Team training is increasingly conducted as distributed exercises blending live, virtual, and constructive players. But the benefits that distributed team training affords could be significantly extended if training were made available to individuals or teams on an as-needed basis. For individual and team training to be truly "on-demand", three important requirements must be met: the training must be accessible when and where the user needs it; the presence of an instructor must be optional; and the presence of human teammates and adversaries must be optional.
In order to meet the challenges presented by on-demand team training, robust, verbally-interactive synthetic agents are required with capabilities that extend well beyond conventional computer-generated forces (CGFs), semiautomated forces (SAFs), and game-based "AI"s - largely scripted entities with limited abilities to respond to events beyond a predefined range of simple behaviors.

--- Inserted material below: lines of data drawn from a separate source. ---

PR #98, opened 2020-06-25
Remove sessions, and clean up some auth code

LucasPickering:
Removed the `Sessions` type and everything that used it, since we decided we don't need it. I also tried to clean up some of the auth code by doing more error handling, and trying to reduce how much data we need to pass between functions.

### DIFF
--- a/api/src/server/auth.rs
+++ b/api/src/server/auth.rs
@@ -14,12 +14,7 @@ use diesel::{
 use openid::{Client, DiscoveredClient, Options, Token, Userinfo};
 use reqwest::Url;
 use serde::Deserialize;
-use std::{collections::HashMap, sync::RwLock};
-
-// TODO: make this a db table so its persistent through restarts
-pub struct Sessions {
-    pub map: HashMap<String, (User, Token, Userinfo)>,
-}
+use std::collections::HashMap;
 
 /// Map of provider name to configured [Client]
 pub struct ClientMap {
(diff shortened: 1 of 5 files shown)


api/src/server/auth.rs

These "AI"s, or any task- or frame-based agents, cannot model the real-world complexities necessary to provide training value.
Despite these limitations, new training initiatives driven by desktop gaming engines increasingly feature AIs, which can deliver eye-catching demos but fail to provide comprehensive training across a spectrum of required situations and behaviors. Training warfighters to be better decision-makers requires simulations that present the user with realistic problem-solving experiences; for promoting team coordination, simulations must present realistic dialogue and interaction. Cognitive agents provide more training value because of their ability to interact in realistic ways across a broad range of tactical situations and to verbally engage in dialogue with users (and with each other).
In this paper we present a systematic approach to creating agents of sufficient cognitive fidelity to provide training benefits that extend well beyond what is capable with limited, scripted agents, and present three example demonstrations of this approach in different training domains.